I can’t quite get a handle on Molière. It’s definitely me though, not him. I think what happened is that somewhere way back, early on (not even sure where or when), I got it into my head that Molière = “classic” French theatre = French bedroom farce in the style of Feydeau or similar…so I go to see his plays subconsciously expecting ridiculous romantic entanglements and mistaken identities, slapstick humour and overall light-hearted shenanigans – and then I sit there feeling jarred by the fact that the comedy is actually satire, and pretty dark at that…the kind that you laugh at because it’s clever and true and familiar, and you also flinch a bit in recognition of the cynicism and rage in it.
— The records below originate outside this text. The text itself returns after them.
PR #1043, opened 2023-05-30
add 'stduuid' wrap

Totto16:
This adds the header only library 'stduuid' from [here](https://github.com/mariusbancila/stduuid)

### DIFF
--- a/subprojects/packagefiles/stduuid/test/meson.build
+++ b/subprojects/packagefiles/stduuid/test/meson.build
@@ -1,0 +1,32 @@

However, leaving aside my own problems of expectation, here are some of the things I really enjoyed about Blackbird Theatre’s production of Don Juan:
**The projections that opened the show. I’ve been noticing as I compile these posts that I seem to have a bit of a thing about beginnings…how they set the tone for the show overall, draw the audience into the world of the play, etc. Projections, in my admittedly limited experience, are really hard to do well, especially on the kinds of budgets that most Vancouver companies can scrape together…unless they’re very basic and straightforward, it’s all too easy for them to fall short of the magic they’re intended to convey. It was exciting to see an exception to the rule here; the show began with a duel, Don Juan fencing with a ghostly anonymous swordsman who flickered to life on the white pillars that stood like tall trees scattered across the upstage third of the playing area. The projection jumped from one pillar to another, disappearing as if hiding and then reappearing in another spot…it was a very cool visual effect, and in retrospect became interesting foreshadowing of a few different story or character threads: e.g. the way Don Juan is always fighting a duel with someone, whether it’s with words or swords… and the shift towards supernatural that the story takes towards the end, with the General taking his revenge from beyond the grave.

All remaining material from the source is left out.